According to the report, infant euthanasia has become commonplace in the most liberal regions of northern Europe. In 2002, Belgium legalized euthanasia for adults who are suffering ‘constant and unbearable physical or psychological pain’, and who are sufficiently conscious to make the request to die. Holland passed a similar law in 1995. In neither country is it legal to put infants to death.

The most common means of infant euthanasia was the withholding of treatment because “physicians believed the baby had no real chance of survival or the baby had no chance of a ‘bearable future’.” Opiate pain killers were used in 40 cases to shorten life while in 17 cases, a lethal dose or lethal drugs were administered.
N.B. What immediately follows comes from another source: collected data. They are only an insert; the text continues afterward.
PR #1929, opened 2026-03-31
Revert PR #1831 to fix Growatt BMS1 Module 1 registers

TonyMathiesen:
Revert PR #1831 to fix Growatt BMS1 Module 1 registers


LiquidSnakeDM:
IMG_5009

Growatt MOD8000TL3-XH still not correct.
Can you also fix that?

PR #1931, opened 2026-04-02
Time v5

wills106:


wills106:
@rosenrot00 Just wondering if you could check the autorepeat functions still work after this change.
As I had to change a couple of `time()` to `_mtime.time()`
Or don't you use them?

Thanks

rosenrot00:
@wills106 unfortunately I have never touched the autorepeat functions. Thus, I might not the biggest help with it.

If you would do a prerelease, I could try to change times and see if they change accordingly in the SolaxApp, but I guess that is what you did already.

wills106:
I pushed a Beta out with these changes in [2026.04.2b1](https://github.com/wills106/homeassistant-solax-modbus/releases/tag/2026.04.2b1)

I have an older Gen3 so these VPP Modes that rely on the autorepeat don't exist on my Inverter.

rosenrot00:
@wills106 I just tested it on my GEN4 and it works in both directions between the SolaxApp and the integration.

Just as this change has some impact anyway, I would re-think the naming. As Homeassistant does the positioning of the elements in an alphabetical order, it might be the right time to change naming so that functional time blocks are grouped together visually. I actually never used it but it isn't very appealing to the eye currently :)

PR #1961, opened 2026-04-14
Patch 4

flopp999:
added 3 models
renamed 2 sensors


wills106:
Are you able to look into the CI/CD failing?
I think updating your local branch and resubmitting should fix it.

PR #1964, opened 2026-04-14
Rename inverter state and update inverter types

flopp999:


flopp999:
@wills106 I rename my old patch-1 to patch-11, so this patch-1 is a new patch. I used main after you change da.json
But it fails again

wills106:
It's no longer failing on da.json
I'll put the error through Roo Code and try and understand what it's not happy about.

Sorry about this.

flopp999:
> It's no longer failing on da.json I'll put the error through Roo Code and try and understand what it's not happy about.
> 
> Sorry about this.

no problem at all. I am also trying to understand what is wrong, but don't understand :)

wills106:
I think it's failing because there are too many indents on Line 9588
Might be wrong though...

PR #1972, opened 2026-04-17
Fix Export-First control with alternative house load

rosenrot00:
Adjusts the Export-First Battery Limit logic to use the alternative house load basis without double-counting current battery charging. house_load_alt includes battery charging as load, so the current charge power is subtracted before calculating available export headroom.

This also fixes a case where using the regular house load caused the inverter to keep importing from the grid when PV power was below house load, even though enough battery power was available to cover the deficit.

### DIFF
--- a/custom_components/solax_modbus/plugin_solax.py
+++ b/custom_components/solax_modbus/plugin_solax.py
@@ -711,8 +711,12 @@ def autorepeat_function_powercontrolmode8_recompute(initval: int, descr: Any, da
         # 3) Ensure that we don't exceed the inverter power limit in the calculations so that PV above
         #    this limit is allocated to the battery charge rather than being limited.
 
-        # Use the main house load, but clamp obviously invalid negative values.
-        hl = max(0, int(houseload))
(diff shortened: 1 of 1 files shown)


TCWORLD:
I don't understand this change. Maybe there is a difference between inverter versions. 

For my X1-IES (gen 5), the house load alt calculation doesn't include battery power charge - so subtracting them for the control loop would surely either double the house load or zero it out:

Screenshot_20260421-094906_ASUS_Launcher (1)

Unless I'm missing something.

rosenrot00:
> I don't understand this change. Maybe there is a difference between inverter versions.
> 
> For my X1-IES (gen 5), the house load alt calculation doesn't include battery power charge - so subtracting them for the control loop would surely either double the house load or zero it out:
> 
> Screenshot_20260421-094906_ASUS_Launcher (1)
> Unless I'm missing something.

I’ve reviewed it and realized I overlooked that. My current assumption is that subtracting it a second time may be masking another issue, likely related to the inverter limiting PV output as it approaches the grid export threshold. I’ll adjust the formula and monitor how it behaves.

PR #1976, opened 2026-04-19
Export-First Mode: Do not cap Export-First target by inverter power

rosenrot00:
Adjusts the Export-First Battery Limit control so the export target is based on the configured export limit instead of being reduced by inverter_power - house_load.

The previous logic could lower the effective export target too much when house load was high. This caused the controller to start charging the battery even though the inverter should still prioritize grid export.

This keeps the existing house_load_alt correction that removes current battery charging from the load basis, so battery charging is not double-counted when calculating the control target.

### DIFF
--- a/custom_components/solax_modbus/plugin_solax.py
+++ b/custom_components/solax_modbus/plugin_solax.py
@@ -720,14 +720,10 @@ def autorepeat_function_powercontrolmode8_recompute(initval: int, descr: Any, da
 
         # Export limit no readscale:
         export_limit = datadict.get("export_control_user_limit", 30000)
-        inverter_limit = datadict.get("inverter_power_type", 30000)
 
-        # Both house load and exported power come from the inverter and must fit within the inverter
-        # power limit. For example if we have a 6kW inverter and 4kW of house load, then we cannot
-        # export more than 2kW even if our export limit is higher. Trim the export limit so that any
-        # excess can be used for charging the battery rather than PV being clamped.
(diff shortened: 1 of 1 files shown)


TCWORLD:
The check was intended to allow the PV to charge the battery with any excess in this situation rather than reducing the PV output.

I'm curious as to why it didn't work. If the house load is high, then there is limited ability to export because the inverter output is limited.

rosenrot00:
@TCWORLD what I found is that my inverter is labeled 8kW but it does produce up to 10kW. I think that this is causing issues as the inverters can be set and are set default to do more than 100%.

It isn't easy to find this not working, I only found it because my inverter is 8kW and the maximum houseload with the headpump on is at about 8.5kW.

With this change it works great on my end. I thought as only a few people are using this mode, I could simply modify and see if it becomes better. Other people would report if anyone uses this mode.

TCWORLD:
I guess it's probably more relevant to inverters with low power rating where it's much easier to exceed the limit. Perhaps make it to a configurable option like the hysteresis setting, happy with it being disabled by default. That way of people have an issue down the line we can get them to enable the limiting to see if it helps.

rosenrot00:
100% with you. I also switched to houseload_alt as it behalves much better on my setup. At some point it makes sense to make these as settings.

TCWORLD:
Would definitely make sense to move the various factors/deadband values/etc, to a more formal configuration method at some point for sure (perhaps something like a JSON config file for advanced settings).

The lethal doses of painkillers, which broke Belgian law, were mainly administered to babies less than a week old.

Most concerning in the Telegraph’s account of the report was the comment that “Four fifths of the doctors who completed an ‘attitudinal survey’ agreed that ‘the task of the physician sometimes involves the prevention of unnecessary suffering by hastening death’. Some doctors justify the practice by saying that their intent is to make the babies comfortable and that it sometimes necessitates giving doses that in healthy babies would be fatal.

Attempts to change the law in Belgium are met with mixed reactions from pediatricians, with some supporting a law regulating euthanasia and others favoring a strict ban.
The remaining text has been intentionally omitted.